Write out the entries again exactly as they are given.

━━━ Materials provided

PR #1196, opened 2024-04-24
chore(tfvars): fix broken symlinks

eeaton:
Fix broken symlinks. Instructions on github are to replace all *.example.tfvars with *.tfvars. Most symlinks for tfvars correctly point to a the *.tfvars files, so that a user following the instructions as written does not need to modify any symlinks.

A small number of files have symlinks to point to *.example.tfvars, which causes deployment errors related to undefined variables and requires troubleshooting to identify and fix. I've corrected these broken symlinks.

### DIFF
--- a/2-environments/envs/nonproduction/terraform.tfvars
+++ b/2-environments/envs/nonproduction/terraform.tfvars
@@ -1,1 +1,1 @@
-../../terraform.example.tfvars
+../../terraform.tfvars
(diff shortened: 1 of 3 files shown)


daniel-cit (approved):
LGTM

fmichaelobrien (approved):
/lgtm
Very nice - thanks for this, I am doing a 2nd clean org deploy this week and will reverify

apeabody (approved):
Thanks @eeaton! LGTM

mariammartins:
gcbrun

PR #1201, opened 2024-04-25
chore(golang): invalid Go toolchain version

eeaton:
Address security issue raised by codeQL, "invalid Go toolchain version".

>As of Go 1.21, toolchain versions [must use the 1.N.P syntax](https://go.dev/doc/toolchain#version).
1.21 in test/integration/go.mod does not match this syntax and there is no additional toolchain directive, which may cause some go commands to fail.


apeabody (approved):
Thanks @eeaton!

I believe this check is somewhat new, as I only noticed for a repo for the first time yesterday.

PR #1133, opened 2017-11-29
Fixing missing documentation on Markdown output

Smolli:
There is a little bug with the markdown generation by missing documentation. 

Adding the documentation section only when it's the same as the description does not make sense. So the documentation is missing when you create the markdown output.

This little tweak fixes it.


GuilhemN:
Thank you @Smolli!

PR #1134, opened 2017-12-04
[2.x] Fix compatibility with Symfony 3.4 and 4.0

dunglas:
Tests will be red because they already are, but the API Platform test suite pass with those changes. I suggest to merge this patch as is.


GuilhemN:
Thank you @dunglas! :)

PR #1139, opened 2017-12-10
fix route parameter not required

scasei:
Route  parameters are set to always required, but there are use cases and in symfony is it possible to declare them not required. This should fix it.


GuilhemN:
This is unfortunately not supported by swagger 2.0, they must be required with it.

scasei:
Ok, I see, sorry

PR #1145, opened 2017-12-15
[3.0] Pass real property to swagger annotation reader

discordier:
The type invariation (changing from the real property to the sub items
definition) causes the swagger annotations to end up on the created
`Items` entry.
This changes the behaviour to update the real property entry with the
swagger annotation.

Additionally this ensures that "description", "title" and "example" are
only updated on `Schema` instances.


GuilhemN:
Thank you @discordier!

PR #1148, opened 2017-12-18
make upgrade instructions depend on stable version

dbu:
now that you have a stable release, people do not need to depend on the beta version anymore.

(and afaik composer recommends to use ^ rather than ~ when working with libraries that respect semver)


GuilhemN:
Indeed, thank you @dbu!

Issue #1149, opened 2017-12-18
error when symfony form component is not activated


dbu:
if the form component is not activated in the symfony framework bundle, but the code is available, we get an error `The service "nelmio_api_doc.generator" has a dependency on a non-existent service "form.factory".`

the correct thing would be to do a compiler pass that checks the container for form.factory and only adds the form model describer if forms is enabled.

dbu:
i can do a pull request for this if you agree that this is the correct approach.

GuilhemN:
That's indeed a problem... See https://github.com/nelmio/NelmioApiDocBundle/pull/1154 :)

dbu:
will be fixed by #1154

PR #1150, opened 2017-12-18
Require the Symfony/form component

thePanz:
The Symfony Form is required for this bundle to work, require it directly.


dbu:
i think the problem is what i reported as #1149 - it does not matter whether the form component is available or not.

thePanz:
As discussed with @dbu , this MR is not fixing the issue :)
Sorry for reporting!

━━━━━━

Answer space:
PR #1196, opened 2024-04-24
chore(tfvars): fix broken symlinks

eeaton:
Fix broken symlinks. Instructions on github are to replace all *.example.tfvars with *.tfvars. Most symlinks for tfvars correctly point to a the *.tfvars files, so that a user following the instructions as written does not need to modify any symlinks.

A small number of files have symlinks to point to *.example.tfvars, which causes deployment errors related to undefined variables and requires troubleshooting to identify and fix. I've corrected these broken symlinks.

### DIFF
--- a/2-environments/envs/nonproduction/terraform.tfvars
+++ b/2-environments/envs/nonproduction/terraform.tfvars
@@ -1,1 +1,1 @@
-../../terraform.example.tfvars
+../../terraform.tfvars
(diff shortened: 1 of 3 files shown)


daniel-cit (approved):
LGTM

fmichaelobrien (approved):
/lgtm
Very nice - thanks for this, I am doing a 2nd clean org deploy this week and will reverify

apeabody (approved):
Thanks @eeaton! LGTM

mariammartins:
gcbrun

PR #1201, opened 2024-04-25
chore(golang): invalid Go toolchain version

eeaton:
Address security issue raised by codeQL, "invalid Go toolchain version".

>As of Go 1.21, toolchain versions [must use the 1.N.P syntax](https://go.dev/doc/toolchain#version).
1.21 in test/integration/go.mod does not match this syntax and there is no additional toolchain directive, which may cause some go commands to fail.


apeabody (approved):
Thanks @eeaton!

I believe this check is somewhat new, as I only noticed for a repo for the first time yesterday.

PR #1133, opened 2017-11-29
Fixing missing documentation on Markdown output

Smolli:
There is a little bug with the markdown generation by missing documentation. 

Adding the documentation section only when it's the same as the description does not make sense. So the documentation is missing when you create the markdown output.

This little tweak fixes it.


GuilhemN:
Thank you @Smolli!

PR #1134, opened 2017-12-04
[2.x] Fix compatibility with Symfony 3.4 and 4.0

dunglas:
Tests will be red because they already are, but the API Platform test suite pass with those changes. I suggest to merge this patch as is.


GuilhemN:
Thank you @dunglas! :)

PR #1139, opened 2017-12-10
fix route parameter not required

scasei:
Route  parameters are set to always required, but there are use cases and in symfony is it possible to declare them not required. This should fix it.


GuilhemN:
This is unfortunately not supported by swagger 2.0, they must be required with it.

scasei:
Ok, I see, sorry

PR #1145, opened 2017-12-15
[3.0] Pass real property to swagger annotation reader

discordier:
The type invariation (changing from the real property to the sub items
definition) causes the swagger annotations to end up on the created
`Items` entry.
This changes the behaviour to update the real property entry with the
swagger annotation.

Additionally this ensures that "description", "title" and "example" are
only updated on `Schema` instances.


GuilhemN:
Thank you @discordier!

PR #1148, opened 2017-12-18
make upgrade instructions depend on stable version

dbu:
now that you have a stable release, people do not need to depend on the beta version anymore.

(and afaik composer recommends to use ^ rather than ~ when working with libraries that respect semver)


GuilhemN:
Indeed, thank you @dbu!

Issue #1149, opened 2017-12-18
error when symfony form component is not activated


dbu:
if the form component is not activated in the symfony framework bundle, but the code is available, we get an error `The service "nelmio_api_doc.generator" has a dependency on a non-existent service "form.factory".`

the correct thing would be to do a compiler pass that checks the container for form.factory and only adds the form model describer if forms is enabled.

dbu:
i can do a pull request for this if you agree that this is the correct approach.

GuilhemN:
That's indeed a problem... See https://github.com/nelmio/NelmioApiDocBundle/pull/1154 :)

dbu:
will be fixed by #1154

PR #1150, opened 2017-12-18
Require the Symfony/form component

thePanz:
The Symfony Form is required for this bundle to work, require it directly.


dbu:
i think the problem is what i reported as #1149 - it does not matter whether the form component is available or not.

thePanz:
As discussed with @dbu , this MR is not fixing the issue :)
Sorry for reporting!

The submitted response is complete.